— Your assignment —
Across the whole listing, filter for the string "text" and copy every line that has it.

-- Data to use follows --

PR #678, opened 2018-11-01
Include cluster creation time in output of cluster list and cluster get

emlyn:
When listing clusters I find it's useful to have the creation time in order to differentiate between similar clusters (e.g. to shut down the older one), or to make it easier to spot clusters that have been unintentionally left running.

What do you think?

### DIFF
--- a/aztk_cli/utils.py
+++ b/aztk_cli/utils.py
@@ -120,8 +120,9 @@ def print_clusters(clusters: List[models.Cluster]):
     for cluster in clusters:
         node_count = __pretty_node_count(cluster)
 
-        log.info(print_format.format(cluster.id, cluster.state.value, cluster.vm_size, node_count,
-                                     format_datetime(cluster.pool.creation_time, False)))
+        log.info(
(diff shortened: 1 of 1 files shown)


aztk_cli/utils.py
```diff
@@ -50,6 +50,7 @@ def print_cluster(client, cluster: models.Cluster, internal: bool = False):
     log.info("------------------------------------------")
     log.info("State:          %s", cluster.state.value)
     log.info("Node Size:      %s", cluster.vm_size)
+    log.info("Created:        %s", cluster.pool.creation_time.strftime('%Y-%m-%d %H:%M:%S'))
```
timotheeguerin: can you make an helper function for converting the date to string so we only provide the format once?

emlyn: Sure. I didn't include the seconds in the table listing to keep the width down, so added a parameter for that, but can remove it if you'd prefer to keep it simple.

jafreck:
@emlyn Thanks for the contribution!

PR #684, opened 2018-11-12
Clean up streaming log output

emlyn:
When streaming logs, some lines get prefixed with the local log info from aztk, while others don't, depending on whether they happen to be the first line of a batch from the remote machine. It also prints an empty log message every 3 seconds while no new logs are being generated.

I think it would be cleaner to just print the log stream without messing with it.

Or if you prefer to include the local log prefix, shouldn't the returned log messages be split into lines and logged individually so that the output is consistent?

### DIFF
--- a/aztk_cli/utils.py
+++ b/aztk_cli/utils.py
@@ -134,7 +134,8 @@ def stream_logs(client, cluster_id, application_name):
     while True:
         app_logs = client.cluster.get_application_log(
             id=cluster_id, application_name=application_name, tail=True, current_bytes=current_bytes)
-        log.print(app_logs.log)
+        if app_logs.total_bytes > current_bytes:
+            print(app_logs.log, end='', flush=True)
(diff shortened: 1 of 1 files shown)


timotheeguerin:
Good idea to check for new output before printing.
@jafreck isn't `log.print` suppose to not print anything else?

emlyn:
Ah, I must have enabled `--verbose` logging, it looks like that changes the log format.
With verbose logging enabled, the output gets a bit muddled.

timotheeguerin:
I see, we have 2 options:
* `log.print` always print the text as it is
* we split the streamoutput by new line that way each line has the prefix timestamp

jafreck:
I agree with @timotheeguerin, having `log.print` output the text without any prefix would be preferable for now. I created an issue for this: #686

jafreck:
Closing since resolution of #686  will fix this behavior in all cases where `log.print` is used.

-- Data to use concluded --

— Answer to this problem —
* `log.print` always print the text as it is
I agree with @timotheeguerin, having `log.print` output the text without any prefix would be preferable for now. I created an issue for this: #686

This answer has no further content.